Collected data entries
PR #77, opened 2022-10-05
Bugfix cu#30zf9qg

bryan-skylight:
# Description
A bug was identified in which we required the "use" of a Resource field be specified, but the STU3 and R4 specifications for FHIR do not list "use" as a required data point. This PR addresses this issue by modifying `get_field` to make the `use` parameter optional. In doing so, "use" now becomes an optional filtering criteria, as well as a means for indicating priority. If a user wants only "official" names, then they can set the `use` parameter to `"name"` and the `require_use` parameter to `True`.  However, if they'd _prefer_ to get the home phone of a patient, but will accept any number in the record, then they can set `use` to `"mobile"` and `require_use` to `False`. Lastly, if they have no specific use they care about, `use` can be set to `None` and `require_use` will be ignored.

The function signature has also been updated to reflect that the return value can be one of several data types. This violates one of our design principles, which states that functions should return one (two if `None` can be returned) data type, but we view this as a necessity for the sake of simplifying things for our end users. 

# What this doesn't do
This does not account for more complex data types that FHIR supports, nor does it support field extraction deeper than the the top level. For example, a user cannot extract _only_ the `Address.line` field, and must instead extract the whole address. Supporting this nested extraction would require implementing FHIRPath, which is a bridge we will cross later.

# Feedback requested
The key question I had was around how to handle the various return types, which was settled via a Slack conversation. Other than that, the common key questions are still outstanding:

1. Are we missing any edge cases?
2. Are the tests covering what they need to cover?
3. Does the logic make sense?
4. Is this usable by our users?

# Tests
`test_utils.py` needed to be updated to reflect the new function signature, but all tests pass and the `test_get_field` test already tests for an option `use` parameter in its attempt to extract "telecom".


phdi/fhir/utils.py
```diff
@@ -18,46 +18,52 @@ def find_entries_by_resource_type(bundle: dict, resource_type: str) -> List[dict
...
     :return: The first instance of the field value matching the desired
       use, or a default field value if a match couldn't be found
     """
     if field == "":
         raise ValueError("Field must be a defined, non-empty string")
-    if use == "":
-        raise ValueError("Use must be a defined, non-empty string")
     if field not in resource:
-        raise KeyError(f"Given resource does not contain a key called {field}")
+        raise KeyError(f"This resource does not contain a field called {field}")
```
BradySkylight, line 55: This may be nit-picky, especially since there are different meaning for these terms (field, element, etc... ) depending upon the context (FHIR vs. coding, etc..).  It may be good to follow the FHIR definition of terms here?  ie: "This resource does not contain an element called {field}".  I could go either way and depends upon what would be better for the user/audience.

phdi/fhir/utils.py
```diff
@@ -18,46 +18,52 @@ def find_entries_by_resource_type(bundle: dict, resource_type: str) -> List[dict
...
-    :param use: The 'use' the field must have to qualify
-    :param default_field: (optional) The index of the field type to treat as
-      the default return type if no field with the requested use case is
-      found; if not supplied, use the first data available
+    :param index: (optional) The nth element of the field to return. Note that the index
+    starts at 0, not 1. If the index is greater than the number of elements in the
+    field, the last element will be returned. Defaults to returning the first element.
+    :param use: (optional) The 'use' the field must have to qualify for selection
+    :param require_use: (optional) Indicates if the 'use' is required. If True, then
+    if no elements of the specified field have that use, none will be returned. If
```
m-goggins, line 46: Nit but slightly more understandable to me: If True _and_ if no elements of the specified field have that use, none will be returned

phdi/fhir/utils.py
```diff
@@ -18,46 +18,52 @@ def find_entries_by_resource_type(bundle: dict, resource_type: str) -> List[dict
...
+    False, then if no elements of the specified field have that use the default index
```
m-goggins, line 47: If False _and_

BradySkylight (approved):
This all looks good to me.  I didn't have one comment/recommendation, but isn't 'required' as it's a bit nitpicky.  

To answer the questions:

1. Are we missing any edge cases?
I think so other than the one concern discussed and resolved during stand-up.
2. Are the tests covering what they need to cover?
Yes, they are clear and straightforward.
3. Does the logic make sense?
Yes, and I like your Python wizardry!
4. Is this usable by our users?
Yes, I think this is a simple enough change and the function/method is simple to understand and use.

phdi/fhir/utils.py
```diff
@@ -18,46 +18,52 @@ def find_entries_by_resource_type(bundle: dict, resource_type: str) -> List[dict
...
+    will be returned. This parameter is ignored if no use is specified.
     :return: The first instance of the field value matching the desired
       use, or a default field value if a match couldn't be found
     """
     if field == "":
         raise ValueError("Field must be a defined, non-empty string")
-    if use == "":
-        raise ValueError("Use must be a defined, non-empty string")
     if field not in resource:
```
m-goggins, line 54: I'm wondering if it would be helpful to the user to also include the use in the error message (if use is included). For example, someone inputs a legitimate field and use, but the particular field they specify is not in the specified use and is instead in another section of the resource?

spencer-skylight (changes requested):
A few comments, functionally it looks good.

I'd suggest including a few other output datatype in the code coverage since it was a focus of the changes made.  There's also a test that I'd expect to fail, asserting an exception on a missing use parameter. That should be updated to assert it returns the first entry I think.

I'm not sure why the checks aren't running for this PR - maybe just a GitHub hiccup? I'm happy to pair or dig in further on that if needed.

phdi/fhir/utils.py
```diff
@@ -71,7 +77,7 @@ def get_one_line_address(address: dict) -> str:
     if len(address) == 0:
         return ""
     raw_one_line = " ".join(address.get("line", []))
-    raw_one_line += f" {address.get('city', '')}, {address.get('state', '')}"
-    if address.get("postalCode", "") != "":
+    raw_one_line += f" {address.get('city')}, {address.get('state')}"
```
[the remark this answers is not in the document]
bryan-skylight: You're absolutely right, and I'm not sure how this change got made because I didn't make tweaks to this line of code. 😅 I'll change it back to what it was before, because `None` should definitely not be the default.

phdi/fhir/utils.py
```diff
@@ -18,46 +18,52 @@ def find_entries_by_resource_type(bundle: dict, resource_type: str) -> List[dict
...
 
 
-def get_field(resource: dict, field: str, use: str, default_field: int = 0) -> str:
+def get_field(
+    resource: dict,
+    field: str,
+    index: int = 0,
+    use: str = None,
+    require_use: bool = True,
+) -> Union[Dict, List, str, None]:
```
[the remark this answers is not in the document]
bryan-skylight: Should we just change this to `Any` then?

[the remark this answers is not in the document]
spencer-skylight: Sounds fine to me! A little less specific, but also less room for error, and I think it makes sense based on the number of possible return types.

spencer-skylight (commented):
One more quick comment - as long as you're modifying test cases, you might consider changing the ones that should throw exceptions to use `pytest.raises`. Right now, if the function calls _don't_ raise the expected exception, the test could still succeed when we'd want it to fail.

phdi/fhir/utils.py
bryan-skylight: Given that this error is related to the field we're extracting (e.g. a user wants to extract "name" from a Lab resource and it's not there) and not the element (e.g. The Patient's given name is "Sam") we should refer to this as the field and not the element, right? Or do I have those backwards?

phdi/fhir/utils.py
bryan-skylight: Fixed in the latest commit.

phdi/fhir/utils.py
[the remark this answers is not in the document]
bryan-skylight: Done!

phdi/fhir/utils.py
```diff
@@ -18,46 +18,52 @@ def find_entries_by_resource_type(bundle: dict, resource_type: str) -> List[dict
...
-    the requested use case can be found, instead return a specified
-    default value for the field.
+    formatted JSON dict. Optionally, a particular "use" case of a
+    given field (such as name or address), can be provided such that
+    only instances with that use case are considered. Use case here
+    refers to the FHIR-based usage of classifying how a value is used
+    in reporting. For example, find the first name for a patient that
+    has a "use" of "official" (meaning the name is used for official
+    reports). If no instance of a field with the requested use case
+    can be found, instead return a specified default value for the field.
```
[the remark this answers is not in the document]
bryan-skylight: Great call out! I've updated the docstring and would appreciate your feedback on the new language. Going to resolve this comment in favor of creating a new one should additional changes need to be made.

phdi/fhir/utils.py
```diff
@@ -18,46 +18,52 @@ def find_entries_by_resource_type(bundle: dict, resource_type: str) -> List[dict
...
     :param field: The field to extract
-    :param use: The 'use' the field must have to qualify
-    :param default_field: (optional) The index of the field type to treat as
-      the default return type if no field with the requested use case is
-      found; if not supplied, use the first data available
+    :param index: (optional) The nth element of the field to return. Note that the index
+    starts at 0, not 1. If the index is greater than the number of elements in the
+    field, the last element will be returned. Defaults to returning the first element.
+    :param use: (optional) The 'use' the field must have to qualify for selection
+    :param require_use: (optional) Indicates if the 'use' is required. If True, then
```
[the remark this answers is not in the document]
bryan-skylight: Done!

phdi/fhir/utils.py
m-goggins: In retrospect, I think I was confusing use and field. I was thinking of a scenario where someone includes a non-empty field, e.g. "name" and a non-empty resource "case", but name is not in the case resource. I see that is taken care of in the line just below this comment 😀

phdi/fhir/utils.py
```diff
@@ -18,60 +18,71 @@ def find_entries_by_resource_type(bundle: dict, resource_type: str) -> List[dict
...
-    :param use: The 'use' the field must have to qualify
-    :param default_field: (optional) The index of the field type to treat as
-      the default return type if no field with the requested use case is
-      found; if not supplied, use the first data available
+    :param resource: A FHIR-formatted resource.
+    :param field: The field to extract.
+    :param index: The nth element of the field to return. If the index is greater than
+    the number of elements in the field, the last element will be returned. If the index
+    is less than 1, the first element will be returned. Defaults to returning the first
+    element.
```
bamader, line 41: Super small nit: spacing on the param docstring lines after the first should be prefaced with two spaces

phdi/fhir/utils.py
```diff
@@ -18,60 +18,71 @@ def find_entries_by_resource_type(bundle: dict, resource_type: str) -> List[dict
...
+    :param use: The 'use' the field must have to qualify for selection.
+    :param require_use: If True and no elements of the specified field have that
+    use, none will be returned. If False and no elements of the specified field
+    have that use, the nth element as indicated by the index parameter will be returned.
+    This parameter is ignored if no use is specified.
```
bamader, line 46: Spacing thing here too

bamader, line 46: I believe according to the style guide, the `index`, `use`, and `require_use` docstring lines should have second sentences of the form `Default: True.` specifying their default values.

bamader (approved):

phdi/fhir/utils.py
bryan-skylight: Good call out! Most recent commit address this and the comment you left below.

phdi/fhir/utils.py
bryan-skylight: This has been added in the most recent commit. Thanks for flagging!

**How to complete this task:** Among the entries above, find every line holding "called" and copy it.

**Exercise answer:**
-        raise KeyError(f"Given resource does not contain a key called {field}")
+        raise KeyError(f"This resource does not contain a field called {field}")
BradySkylight, line 55: This may be nit-picky, especially since there are different meaning for these terms (field, element, etc... ) depending upon the context (FHIR vs. coding, etc..).  It may be good to follow the FHIR definition of terms here?  ie: "This resource does not contain an element called {field}".  I could go either way and depends upon what would be better for the user/audience.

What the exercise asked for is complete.